Functional long arrays

Arrays are mainly used in imperative programming. Functional programmers use lists (at least if they want pure functional programming).

It is not complicated to use arrays in a functional setting i.e. without mutability. Appending a new element at the end requires the allocation of a new array, the copying of the old elements and the setting of the last element. Nondestructive overwriting requires the copying of the old elements and setting a element at a certain position. However if the array has a certain size, the overhead eats up a lot of performance.

But arrays are indispensable if random access to elements is required. Accessing the ith element of a list requires an iteration over the list until the element is found.

In order to achieve a good performance for random access, insertion and deletion at one end and updating of inner elements in a functional setting, radix balanced arrays are a good choice. A radix balanced array splits up a long array into array chunks which fit into the cache line of modern computers. Within a cache line the moving of blocks of elements of an array is very fast. The chunks are stored within a tree structure such that random access is very fast as well.

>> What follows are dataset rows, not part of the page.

PR #3719, opened 2020-03-19
Handle long names in the sidebar

siddharthkp:
Use maxWidth liberally

- [x] long file names
- [x] long sandbox names
- [x] long environment names

Haven't solved dependencies yet, that needs a change in structure to work (different PR)

### DIFF
--- a/packages/components/src/components/Avatar/index.tsx
+++ b/packages/components/src/components/Avatar/index.tsx
@@ -21,6 +21,7 @@ export const AvatarContainer = styled(Element).attrs({ as: 'span' })(
     height: 8,
     width: 8,
     position: 'relative',
+    flexShrink: 0, // avatars should never shrink inside flex
   })
 );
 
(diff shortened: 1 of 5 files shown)


packages/components/src/components/Avatar/index.tsx
```diff
@@ -21,6 +21,7 @@ export const AvatarContainer = styled(Element).attrs({ as: 'span' })(
     height: 8,
     width: 8,
     position: 'relative',
+    flexShrink: 0, // avatars should never shrink inside flex
```
siddharthkp: flex makes its children shrink when there's not enough space, an avatar should never shrink though

i'm slightly conflicted about the location of this rule. Should it be in a Stack? The stack has rules for elements it will shrink and not; Or should it be in the Avatar which controls whether it will shrink no matter where it is put 🤷‍♂ 

@SaraVieira thoughts?

SaraVieira: I think it makes sense to be in here since this a very specific case, I am good with having it in here

lbogdan:
Build for latest commit https://github.com/codesandbox/codesandbox-client/pull/3719/commits/d5e072e7a06f122dc5338a81e209439a8a78315e is at https://pr3719.build.csb.dev/s/new.

packages/components/src/components/Avatar/index.tsx
siddharthkp: here - Stack or Avatar?

MichaelDeBoey: I think it should be in `Avatar`.
You also can't fix this inside the parent I'm afraid, it's just how `flex` works

siddharthkp: I meant nested inside the Stack

pseudo-syntax: 

'> Avatar' {
  flex-shrink: 0
}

The new version (0.4.0) of fmlib specifically the component fmlib_std has the datatype Rb_array which implements a radix balanced array an offers fast random access, fast insertion and deletion at the rear end and fast updating operations. All operations are completely functional i.e. the datastructure Rb_array is immutable like a list.

References:

18 Likes

Hi,

I benchmarked 15% speedup on update operations by replacing blit operations with a copy, to save the need to write twice in every array cell. Here are more efficient functions to use for functional arrays:

let replace (i: int) (x: 'a) (xs: 'a array): 'a array =
    let arr = Array.copy xs in
    arr.(i) <- x;
    arr

let remove (i: int) (xs: 'a array): 'a array =
    let len = length xs in
    Array.sub xs 0 (len - 1)

Another minor comment, your interface file reads:

The radix balanced array stores the information within array chunks which are not bigger than a cache line (usually 32 machine words or more on todays microprocessors).

But as far as I know, most cache lines are only 64 bytes, that is, 8 words, long.
It does not remove any of the benefits of using chunks, but just beware that a chunk is thus usually made of a least a few distinct cache lines.

Best,
Arthur

Hi Arthur. Thanks for the comments.

  1. I agree with your suggestion to use copy instead of the equivalent blit operations in the function replace. Even if it were not more efficient, the code becomes significantly clearer. So the benefit is more efficiency and clearer code.

  2. Your suggestion to use sub in the function remove does not seem to be correct. As far as I see, your suggestion removes the last element from the array and not the ith element. There is also a function remove_last in the library which is implemented exactly as you proposed.

  3. You are absolutely right with your remark concerning cache lines. A 32 word size
    cache line would need a cache line size of 256 bytes with a word size of 8 bytes. Usual cache line sizes seem to be 32, 64 or 128 bytes on modern computers. I don’t know from where I have got the information that cache line sizes are usually 32 machine words.

    If we assume a cache line size of 64 or 128 bytes and a word size of 8 bytes we either get 8 or 16 machine words into a cache line. I have chosen 32 as the size of the array chunks. Therefore an array chunk occupies 2 or 4 cache lines.

    For me the question remains whether a chunk size of 32 is a good compromise. The size has to be small enough to make array copy operations fast and big enough to limit the height of the trees. Any suggestions to improve the chunk size are welcome.

Cheers
Helmut

  • Sorry I got confused between remove and remove_last. Indeed, your remove_last is using sub as it should.

  • Regarding chunk size, I am currently working on benchmarks and mathematical analyses to attempt to characterize the best values, depending on the ratio between get
    and set operations. (François Pottier and I use chunks in the opam Sek package.)

@hbr Your design of long arrays is very convincing but it would be great to have a benchmark program in the repo to test it on my machine.

I think batteries has read-only arrays.
I’ve never used them though.
Cf. BatArray.Cap.
While that’s not purely functional, at least you can have a type-guaranteed read-only array,
if that’s really what you need.

@charguer Hi Arthur,

your work on the Sek package looks very interesting. I would be interested in any results you get and appreciate any information.

Regards
Helmut

@Kakadu I am not very skilled in writing benchmark programs. However if you have one (or some basic idea on how it should look like), I could include it in the repo.